PR #907, opened 2022-07-15
Fix/906 Distributable post types made consistent

### LINKED ISSUE #906: Consistently determine if a post type is distributable.

Currently Distributor determines whether a post type can be distributed based on a range of searches:

* `get_post_types( [ 'public' => true ] )`
* `get_post_types( [ 'show_in_rest' => true ] )`

In some cases they change based on the distribution type (push or pull); in some cases they change based on the connection type (internal or external).

### Designs

Ideally the search method would be consistent except for when technical considerations require a stricter search.

The most accurate search for post types visible on the front end of a site is `array_filter( get_post_types( [] ), 'is_post_type_viewable' );` -- this will take in to consideration the filter added in WP 5.9 and account for the fact that a post can be `public` but not public. 

As external connections require `show_in_rest` to be `true` for post distribution, the external connections have a further technical limitation and ought to use the search `array_filter( get_post_types( [ 'show_in_rest' => true ] ), 'is_post_type_viewable' );`

For the purpose of allowing sites to set their own policies, Distributor ought to retain the different pushable and pullable specific features.

While this is sorted out, it might be worth removing the `dt_excluded_post_types_from_permission_list` @faisal-alvi added recently from the 1.7.0 release -- just in case this results in the quick adding and deprecation of a function and filter.

_No response_

### Code of Conduct

faisal-alvi:
### Description of the Change

* This PR reverts the changes made in #898.
* Removes the function `get_excluded_post_types_from_permission_list`.
* Removes a filter `dt_excluded_post_types_from_permission_list`.
* Modifies the `distributable_post_types` function. Added a new parameter `$output`, which supports returning the result as per the given type of output.
* In that function, the following post types are excluded from the result by default.
```
                 'attachment',
		'nav_menu_item',
		'wp_block',
		'wp_navigation',
		'wp_template',
		'wp_template_part',
		'dt_ext_connection',
		'dt_subscription'
```

Closes #906

### How to test the Change

1. Create a new connection or edit an existing one.
2. See the list under the “Post types permissions” title.
3. You won’t find any of these:
    1. Media
    2. Navigation Menu Items
    3. Reusable blocks
    4. Templates
    5. Templates Parts
    6. Navigation Menus

### Credits

Props @faisal-alvi 

### Checklist:

- [ ] I agree to follow this project's [**Code of Conduct**](https://github.com/10up/.github/blob/trunk/CODE_OF_CONDUCT.md).

### DIFF
--- a/includes/external-connection-cpt.php
+++ b/includes/external-connection-cpt.php
@@ -454,7 +454,7 @@ function meta_box_external_connection_details( $post ) {
 
 	$external_connection_status = get_post_meta( $post->ID, 'dt_external_connections', true );
 
-	$post_types = \Distributor\Utils\distributable_post_types( 'is_post_type_viewable' );
+	$post_types = \Distributor\Utils\distributable_post_types( 'objects' );
 
 	$registered_external_connection_types = \Distributor\Connections::factory()->get_registered();
 
--- a/includes/external-connection-cpt.php
+++ b/includes/external-connection-cpt.php
@@ -454,12 +454,7 @@ function meta_box_external_connection_details( $post ) {
 
 	$external_connection_status = get_post_meta( $post->ID, 'dt_external_connections', true );
 
-	$post_types = get_post_types(
-		array(
-			'show_in_rest' => true,
-		),
-		'objects'
-	);
+	$post_types = \Distributor\Utils\distributable_post_types( 'is_post_type_viewable' );
 
 	$registered_external_connection_types = \Distributor\Connections::factory()->get_registered();
 
@@ -544,20 +539,13 @@ function meta_box_external_connection_details( $post ) {
 					<th><?php esc_html_e( 'Can push?', 'distributor' ); ?></th>
 				</thead>
 				<tbody>
-					<?php
-					$hide_from_list = \Distributor\Utils\get_excluded_post_types_from_permission_list();
-
-					foreach ( $post_types as $post_type ) :
-						if ( in_array( $post_type->name, $hide_from_list, true ) ) {
-							continue;
-						}
-						?>
-						<tr>
-							<td><?php echo esc_html( $post_type->label ); ?></td>
-							<td><?php echo in_array( $post_type->name, $external_connection_status['can_get'] ) ? esc_html__( 'Yes', 'distributor' ) : esc_html__( 'No', 'distributor' ); ?></td>
-							<td><?php echo in_array( $post_type->name, $external_connection_status['can_post'] ) ? esc_html__( 'Yes', 'distributor' ) : esc_html__( 'No', 'distributor' ); ?></td>
-						</tr>
-					<?php endforeach; ?>
+				<?php foreach ( $post_types as $post_type ) : ?>
+					<tr>
+						<td><?php echo esc_html( $post_type->label ); ?></td>
+						<td><?php echo in_array( $post_type->name, $external_connection_status['can_get'] ) ? esc_html__( 'Yes', 'distributor' ) : esc_html__( 'No', 'distributor' ); ?></td>
+						<td><?php echo in_array( $post_type->name, $external_connection_status['can_post'] ) ? esc_html__( 'Yes', 'distributor' ) : esc_html__( 'No', 'distributor' ); ?></td>
+					</tr>
+				<?php endforeach; ?>
 				</tbody>
 			</table>
 		</div>
--- a/includes/utils.php
+++ b/includes/utils.php
@@ -307,15 +307,10 @@ function available_pull_post_types( $connection, $type ) {
  * @return array
  */
 function distributable_post_types( $output = 'names' ) {
-	$post_types = get_post_types( [ 'show_in_rest' => true ], $output );
+	$post_types = array_filter( get_post_types(), 'is_post_type_viewable' );
 
 	$exclude_post_types = [
 		'attachment',
-		'nav_menu_item',
-		'wp_block',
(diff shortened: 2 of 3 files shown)


includes/utils.php
```diff
@@ -285,14 +285,28 @@ function available_pull_post_types( $connection, $type ) {
...
+ * @param string $output Optional. The type of output to return.
+ *                       Accepts post type 'names' or 'objects'. Default 'names'.
+ *
  * @since  1.0
  * @return array
  */
-function distributable_post_types() {
-	$post_types = get_post_types( [ 'public' => true ] );
+function distributable_post_types( $output = 'names' ) {
+	$post_types = get_post_types( [ 'show_in_rest' => true ], $output );
```
peterwilsoncc:
```suggestion
	$post_types = get_post_types( [ 'show_in_rest' => true ] );
	$post_types = array_filter( $post_types, 'is_post_type_viewable' );
```

This will ensure only publicly queryable post types are shown -- ie, post types that can be seen by visitors on the front end of the site. 

See comment on filter for why I've removed the output type.

includes/utils.php
```diff
@@ -285,14 +285,28 @@ function available_pull_post_types( $connection, $type ) {
...
+	$exclude_post_types = [
+		'attachment',
+		'nav_menu_item',
+		'wp_block',
+		'wp_navigation',
+		'wp_template',
+		'wp_template_part',
+		'dt_ext_connection',
+		'dt_subscription',
+	];
```
peterwilsoncc:
```suggestion
	$exclude_post_types = [
		'attachment',
		'dt_subscription',
	];
```

This removes unneeded items inf you check for public post types per the comment above.

includes/external-connection-cpt.php
```diff
@@ -454,12 +454,7 @@ function meta_box_external_connection_details( $post ) {
 
 	$external_connection_status = get_post_meta( $post->ID, 'dt_external_connections', true );
 
-	$post_types = get_post_types(
-		array(
-			'show_in_rest' => true,
-		),
-		'objects'
-	);
+	$post_types = \Distributor\Utils\distributable_post_types( 'is_post_type_viewable' );
```
peterwilsoncc:
```suggestion
	$post_types = \Distributor\Utils\distributable_post_types( 'objects' );
```

includes/utils.php
```diff
@@ -302,47 +316,11 @@ function distributable_post_types() {
 	 * @hook distributable_post_types
 	 *
 	 * @param {array} Post types that are distributable. Default all post types except `dt_ext_connection` and `dt_subscription`.
+	 * @param {string} The type of output to return. Accepts post type 'names' or 'objects'. Default 'names'.
```
peterwilsoncc: This is a back-compat break for developers using this filter: they may get objects instead of names without any warning.

Instead, I would leave the filter unchanged (ie, always passing names) and if the function is called with `$output !== 'names'` then convert the post types to objects once the filter is run.

This very thing hit me while branch testing as I had a filter set up to `return [ 'post' => 'post' ];` so the list was throwing PHP errors.

```suggestion
```

includes/utils.php
```diff
@@ -302,47 +316,11 @@ function distributable_post_types() {
...
-	 *
-	 * @return {bool} The updated array with the list of post types that should be hidden.
-	 */
-	$hide_from_list = apply_filters( 'dt_excluded_post_types_from_permission_list', $hide_from_list );
-
-	// Strict Hide 'dt_subscription' post type.
-	$hide_from_list[] = 'dt_subscription';
-
-	return $hide_from_list;
+	return apply_filters( 'distributable_post_types', $post_types, $output );
```
peterwilsoncc:
```suggestion
	$post_types = apply_filters( 'distributable_post_types', $post_types );

	if ( 'names' === $output ) {
		return $post_types;
	}

	return array_map( 'get_post_type_object', $post_types );
```

Per note on docblock

peterwilsoncc (commented):
I've added a few notes.

I've changed the search slightly in `distributable_post_types()` but need to figure out whether `show_in_rest` should be a requirement for internal connections. 

I'll dig in to the code.

peterwilsoncc:
Sorry for the double post but I noticed a number of places in which `get_post_types()` is been called rather than using the utility function. 

The main one I suspect should use the utility function is https://github.com/10up/distributor/blob/0778f7c78984dfe79c93c00d30530294a84bec19/includes/classes/InternalConnections/NetworkSiteConnection.php#L467

https://github.com/10up/distributor/blob/0778f7c78984dfe79c93c00d30530294a84bec19/includes/classes/InternalConnections/NetworkSiteConnection.php#L862

The appearances in `includes/rest-api.php` appear to be OK as it's altering all the post types that can be shown in the rest api.

peterwilsoncc:
I think this is good to go for the changes that can go in to 1.7.0

@faisal-alvi I've made the following changes since taking the PR https://github.com/10up/distributor/pull/907/files/28878153e576b45b6d7ee99d5c362676d4e36a3d..6c3e2557b6d34ecbeedc732032ae81a59875a0ab 

I've created #912 for some further follow up in 2.0.0 -- the changes I think are still needed don't affect any of the UI. 

I've asked Darin to review as this now includes my code.

dkotter (approved):

jmslbam:
Dropping in here :) 
I checked this also and this fixes the issue that was introduce in 1.7.0. I merged this fix and everything worked again 👍  thank you for the fix!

_What to work on_: Copy exactly the lines that run from the first line of the data to the line containing "### Designs", please, with both ends included and nothing else.

_Answer_:
PR #907, opened 2022-07-15
Fix/906 Distributable post types made consistent

### LINKED ISSUE #906: Consistently determine if a post type is distributable.

Currently Distributor determines whether a post type can be distributed based on a range of searches:

* `get_post_types( [ 'public' => true ] )`
* `get_post_types( [ 'show_in_rest' => true ] )`

In some cases they change based on the distribution type (push or pull); in some cases they change based on the connection type (internal or external).

### Designs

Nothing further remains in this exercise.